Record set:
PR #2247, opened 2026-08-21
nrf_rpc: fix race condition in disable/enable functionality

MarekPorwisz:
A solution was implemented, to complete all the handlers first, prevent registering handlers when disabled, avoid enabling during disabling, etc.

### DIFF
--- a/nrf_rpc/include/nrf_rpc.h
+++ b/nrf_rpc/include/nrf_rpc.h
@@ -447,20 +447,33 @@ void nrf_rpc_register_cleanup_handler(struct nrf_rpc_cleanup_handler *handler);
  * Calling this function automatically fails all communication until @ref nrf_rpc_resume is called.
  * It also causes all pending commands to fail immediately.
  *
+ * @warning This function is experimental and subject to change or removal without prior notice.
+ *
  * @param cleanup set to true to also invoke all the custom cleanup handlers.
  *
  * @note If the cleanup parameter is set to true it may be needed to reset the peer before invoking
  *       @ref nrf_rpc_resume.
  *
+ * @retval 0             on success.
+ * @retval -NRF_EALREADY when RPC is already stopped or stopping.
+ * @retval -NRF_ETIMEDOUT when waiting for in-flight RPC processing to complete times out
+ *                        and assertions are disabled.
+ *
  */
-void nrf_rpc_stop(bool cleanup);
+int nrf_rpc_stop(bool cleanup);
 
 /** @brief resumes RPC communication
  *
  * Calling this function reverts the effects of @ref nrf_rpc_stop.
  *
+ * @warning This function is experimental and subject to change or removal without prior notice.
+ *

What is being asked:
All of the lines above must be returned exactly as they stand.

Answer space:
PR #2247, opened 2026-08-21
nrf_rpc: fix race condition in disable/enable functionality

MarekPorwisz:
A solution was implemented, to complete all the handlers first, prevent registering handlers when disabled, avoid enabling during disabling, etc.

### DIFF
--- a/nrf_rpc/include/nrf_rpc.h
+++ b/nrf_rpc/include/nrf_rpc.h
@@ -447,20 +447,33 @@ void nrf_rpc_register_cleanup_handler(struct nrf_rpc_cleanup_handler *handler);
  * Calling this function automatically fails all communication until @ref nrf_rpc_resume is called.
  * It also causes all pending commands to fail immediately.
  *
+ * @warning This function is experimental and subject to change or removal without prior notice.
+ *
  * @param cleanup set to true to also invoke all the custom cleanup handlers.
  *
  * @note If the cleanup parameter is set to true it may be needed to reset the peer before invoking
  *       @ref nrf_rpc_resume.
  *
+ * @retval 0             on success.
+ * @retval -NRF_EALREADY when RPC is already stopped or stopping.
+ * @retval -NRF_ETIMEDOUT when waiting for in-flight RPC processing to complete times out
+ *                        and assertions are disabled.
+ *
  */
-void nrf_rpc_stop(bool cleanup);
+int nrf_rpc_stop(bool cleanup);
 
 /** @brief resumes RPC communication
  *
  * Calling this function reverts the effects of @ref nrf_rpc_stop.
  *
+ * @warning This function is experimental and subject to change or removal without prior notice.
+ *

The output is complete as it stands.